A l'occasion de la semaine du développement durable, il est bon de rappeler que le DD ce n'est pas seulement améliorer l'environnement. C'est un ensemble de mesures qui demandent une réelle volonté politique. Le film qui était projeté hier au théâtre de Vanves 'Nos enfants nous accuseront" le montrait bien: un Maire vraiment décidé à faire du développement durable un axe fort de sa politique. Ce n'est manifestement pas le cas ni à Vanves, ni au conseil général.
Je reprends le texte que j'avais écrit sur ce blog en 2007. Il reste, hélas, d'actualité.
Le développement durable est à la confluence de trois préoccupations : environnementale, économique et sociale.

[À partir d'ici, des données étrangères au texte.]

PR #500, opened 2024-06-17
generate mutations for multi-column unique constraints

soupi:
### What

A unique constraint on a table could be defined using multiple column. For example in `PlaylistTrack` the pair `(PlaylistId, TrackId)` is a unique constraint, and we will generate a procedure with the following structure:

```js
experimental_delete_PlaylistTrack_by_PlaylistId_and_TrackId(
    PlaylistId: int,
    TrackId: int,
    filter: boolexpr
)
```

and a similar one for updates.

### How

- We change the mutation type to include multiple keys instead of a single one.
- Instead of using `get_non_compound_uniqueness_constraints()`, we just traverse the constraints list a generate add an argument per unique constraint key.
- We generate cute names and descriptions by chaining the key names.
- We change the schema by iterating over the keys.
- We do the same for update and delete.
- We emit a warning and skip generating a procedure if something unexpected happens.


SamirTalwar:
Perhaps we could use the constraint name instead of chaining the column names?

soupi:
@SamirTalwar right, I did do this at first, but the constraint names are not very pretty tbh. We'll generating something like:

```diff
-      "name": "experimental_delete_Track_by_TrackId",
+      "name": "experimental_delete_Track_by_PK_Track",
```
and
```diff
-      "name": "experimental_delete_PlaylistTrack_by_PlaylistId_and_TrackId",
+      "name": "experimental_delete_PlaylistTrack_by_PK_PlaylistTrack",
```
and
```diff
-      "name": "experimental_delete_topology_layer_by_layer_id_and_topology_id",
+      "name": "experimental_delete_topology_layer_by_layer_pkey",
```

I'm not against it though if you think using the constraint name is better, but I'd like to do this as part of the next ticket which is reviewing the mutations API: https://hasurahq.atlassian.net/browse/PG-115

crates/query-engine/translation/src/translation/mutation/experimental/common.rs
```diff
@@ -0,0 +1,35 @@
+//! Some common helper functions.
+
+use std::collections::BTreeSet;
+
+/// Create a description string for keys. For example:
+/// > "'TrackId' key", or
+/// > "'TrackId', 'PlaylistId' and 'OtherId' keys".
+pub fn description_keys(keys: &BTreeSet<String>) -> String {
```
soupi, line 8: Yes, this is ugly, I know.

crates/query-engine/translation/src/translation/error.rs
```diff
@@ -201,3 +201,30 @@ impl std::fmt::Display for Error {
         }
     }
 }
+
+/// A type for translation warnings.
+#[derive(Debug, Clone)]
+pub enum Warning {
```
danieljharvey, line 207: I didn't realise you meant creating an enum for `Warning`, but this is very good and means moving to a more formal warnings API will be easier.

crates/query-engine/translation/src/translation/mutation/experimental/delete.rs
```diff
@@ -10,18 +9,21 @@ use query_engine_metadata::metadata;
...
+/// This can get us `DELETE FROM <table> WHERE column = <column_name_arg>, ...`.
 #[derive(Debug, Clone)]
 pub enum DeleteMutation {
     DeleteByKey {
         description: String,
         collection_name: String,
         schema_name: sql::ast::SchemaName,
         table_name: sql::ast::TableName,
-        by_column: metadata::database::ColumnInfo,
+        by_columns: Vec<metadata::database::ColumnInfo>,
```
danieljharvey, line 26: nit: would there be any benefit in using nonempty for this?

danieljharvey: I suppose if we're just `AND` or `OR`-ing expressions together from this, there are obvious `mempty` values, so maybe this is fine as is.

danieljharvey (approved):

crates/query-engine/translation/src/translation/error.rs
soupi: I didn't plan on it at first, but I had to use the same warning in multiple places, and it just makes it easier to have an enum in that case.

crates/query-engine/translation/src/translation/mutation/experimental/delete.rs
soupi: Actually yes. I wasn't aware rust had a nonempty vector type, and now I'm looking I don't see one in the stdlib. Not sure which one to choose?

danieljharvey: Feels pretty similar to the Haskell equivalent.

soupi: Thanks!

Les principales suggestions du Conseil de développement durable (C2D 92) émis il y a un an sur le projet de schéma directeur de la région Ile de France étaient tout à fait louables :
- proposer des conditions de vie qui permettent de vivre et d’habiter à proximité de son lieu de travail ;
- accompagner toute création d’activités nouvelles par des logements et des dessertes en transports en commun accessibles à tous ;
- développer des espaces naturels plus nombreux et plus variés.
Le problème, comme toujours, c'est que la réalité est toute autre.
Prenons des exemples.
Vouloir enfouir la RN13 à Neuilly, dont le coût avoisinerait le milliard d’euros, c’est renoncer à réaliser 3 lignes de tramway comme celle qui va aller de Chatillon à Viroflay.
Proposer l’élargissement de la RD7, le long de la Seine, entre Sèvres et Paris, c’est aller à l’encontre du schéma d’aménagement et de gestion durables de la Seine et de ses berges, et de la volonté, pourtant affichée, de "rendre la Seine aux habitants. "
Refuser de construire des logements sociaux comme la loi nous y oblige et ne pas mettre les moyens appropriés pour éradiquer l’habitat insalubre, c’est rendre impossible, compte tenu du coût du foncier, le maintien dans nos villes de ménages aux revenus modestes, et œuvrer contre la mixité sociale.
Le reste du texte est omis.